Questions: Vector-Valued Functions and Parametric Curves
5 questions to test your understanding
Score: 0 / 5
Question 1 Multiple Choice
Two vector-valued functions r₁(t) = ⟨cos t, sin t, 0⟩ and r₂(t) = ⟨cos 2t, sin 2t, 0⟩ both trace curves. Which statement is correct?
AThey trace different curves because their derivatives are different
BThey trace the same curve at the same speed
CThey trace the same curve, but r₂ traverses it twice as fast
DThey have the same tangent vectors at corresponding parameter values
Both functions trace the unit circle in the xy-plane — the same set of points. But r₂(t) has a parameter that runs at double the angular rate, so it completes a full revolution in half the time. The geometric curve (the set of points) is unchanged by reparametrization; the velocity vectors and speed change. This is the core distinction: the parametrization controls how fast you travel, not where you go.
Question 2 Multiple Choice
A particle moves along r(t) from t = 0 to t = T. What does |∫₀ᵀ r'(t) dt| represent?

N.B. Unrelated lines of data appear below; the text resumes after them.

PR #553, opened 2026-02-27
fix: allow steamos-manager to override sddm config

Titaniumtown:
`steamos-manager` creates a file `zzt-steamos-temp-login.conf` in order to temporarily override the sddm config in order to switch to desktop. But we were hard coding this into `sddm.conf`, we should've really be doing this in a seperate config in `sddm.conf.d` so that steamos-manager's config can override it when the user requests to switch to desktop.

This matches how it works on SteamOS.

### DIFF
--- a/modules/steam/autostart.nix
+++ b/modules/steam/autostart.nix
@@ -73,20 +73,25 @@ in
         to keep this behavior.
       '';
 
-
+      # Disable NixOS's autologin config generation.
+      # We put autologin config in sddm.conf.d instead so that steamos-manager's
+      # zzt-steamos-temp-login.conf can override the session on Switch to Desktop.
+      # (SDDM reads conf.d files alphabetically, so zzt > 00)
       services.displayManager = {
-        autoLogin = {
-          enable = true;
-          user = cfg.user;
-        };
-        sddm = {
-          enable = true;
-          autoLogin.relogin = true;
-        };
-        defaultSession = "gamescope-wayland";
+        autoLogin.enable = lib.mkForce false;
+        sddm.enable = true;
       };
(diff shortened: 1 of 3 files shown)


modules/steam/autostart.nix
```diff
@@ -73,20 +73,25 @@ in
         to keep this behavior.
       '';
 
-
+      # Disable NixOS's autologin config generation.
+      # We put autologin config in sddm.conf.d instead so that steamos-manager's
+      # zzt-steamos-temp-login.conf can override the session on Switch to Desktop.
+      # (SDDM reads conf.d files alphabetically, so zzt > 00)
```
K900, line 79: I fixed this in nixpkgs, this should not be necessary.

pkgs/steamos-manager/default.nix
```diff
@@ -104,8 +104,12 @@ rustPlatform.buildRustPackage rec {
     install -m644 "data/system/com.steampowered.SteamOSManager1.conf" "$out/share/dbus-1/system.d/"
     install -m644 "data/system/steamos-manager.service" "$out/lib/systemd/system/"
 
+    install -d -m0755 "$out/lib/systemd/system/sddm.service.d/"
+    install -m644 "data/system/reset-oneshot-boot.conf" "$out/lib/systemd/system/sddm.service.d/"
```
K900, line 108: This will not do anything, because our service name is `display-manager.service` (for legacy reasons). It should probably be set in the NixOS module instead.

K900:
I've merged bits of this.

Titaniumtown:
Ok great! Thanks!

AThe total arc length of the path traveled
BThe magnitude of the net displacement
CThe average speed of the particle
DThe total distance traveled, accounting for backtracking
∫₀ᵀ r'(t) dt = r(T) − r(0) by the Fundamental Theorem of Calculus, which is the net displacement vector — a straight-line arrow from start to end. Its magnitude is the straight-line distance between endpoints, not the path length. To get arc length (total distance traveled, accounting for the curve's shape), you must integrate the speed: L = ∫₀ᵀ |r'(t)| dt. Confusing these two is the most common error when students first encounter vector integration.
Question 3 True / False
The derivative r'(t) of a vector-valued function is a vector that is tangent to the curve and points in the direction of increasing t.
TTrue
FFalse
Answer: True
r'(t) = ⟨f'(t), g'(t), h'(t)⟩ is the velocity vector of the particle at time t. Geometrically, it is tangent to the curve at the point r(t) — it points in the direction the curve is heading at that instant — and it specifically points in the direction of increasing t (the orientation given by the parametrization). Dividing by its magnitude gives the unit tangent vector T(t) = r'(t)/|r'(t)|, which strips away speed and keeps only direction.
Question 4 True / False
Integrating a vector-valued function r(t) component-by-component from a to b gives the total arc length of the curve traced on that interval.
TTrue
FFalse
Answer: False
∫ₐᵇ r(t) dt computes an antiderivative (or, with limits, a displacement-like quantity) — it is a vector, not a scalar arc length. Arc length requires integrating the scalar speed: L = ∫ₐᵇ |r'(t)| dt. This is a crucial distinction: integrating r itself evaluates its antiderivative; integrating |r'| accumulates the total distance traveled. These are different operations with different outputs — one a vector, one a positive real number.
Question 5 Short Answer
Why must you integrate |r'(t)| to compute arc length rather than simply computing |∫r'(t) dt|?
Think about your answer, then reveal below.
Model answer: Because ∫r'(t) dt gives the net displacement vector (start to end), whose magnitude is the straight-line distance between endpoints — and that equals arc length only if the curve is a straight line with no backtracking. For any curved or winding path, the straight-line distance is shorter than the total distance traveled. Arc length accumulates tiny increments of actual path distance at each moment, which is |r'(t)| dt — the speed times the time step. Integrating speed gives total distance; integrating velocity gives net displacement.
The distinction mirrors the one you know from single-variable calculus: ∫₀ᵀ v(t) dt gives net displacement (can be zero if you return to start), while ∫₀ᵀ |v(t)| dt gives total odometer distance. In 3D, the speed |r'(t)| is the instantaneous rate at which arc length is accumulating, so integrating it gives the total path length regardless of how the curve winds through space.